■ **Information**:
PR #167, opened 2020-02-13
eslint and precommit hook setup

Qrzy:
Initial setup for eslint and precommit hook linting staged changes.

### DIFF
--- a/package.json
+++ b/package.json
@@ -26,15 +26,22 @@
     "dev:ct:helpers": "cd packages/commercetools/helpers && yarn dev",
     "dev:ay:api-client": "cd packages/about-you/api-client && yarn dev",
     "dev:ct": "cd packages/commercetools/theme && yarn dev",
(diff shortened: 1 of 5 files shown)


package.json
```diff
@@ -26,15 +26,23 @@
     "dev:ct:helpers": "cd packages/commercetools/helpers && yarn dev",
     "dev:ay:api-client": "cd packages/about-you/api-client && yarn dev",
     "dev:ct": "cd packages/commercetools/theme && yarn dev",
-    "heroku-postbuild": "yarn build:ct"
+    "heroku-postbuild": "yarn build:ct",
```
andrzejewsky: can you delete that? and the Procfile - we are not using it anymore

andrzejewsky (approved):

package.json
Qrzy: sure, on my way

■ **Work task**: Once you reach the line containing "andrzejewsky: can you", output that line and each one after it exactly, ending with the final line of the listing and adding nothing else.

■ **Response**:
andrzejewsky: can you delete that? and the Procfile - we are not using it anymore

andrzejewsky (approved):

package.json
Qrzy: sure, on my way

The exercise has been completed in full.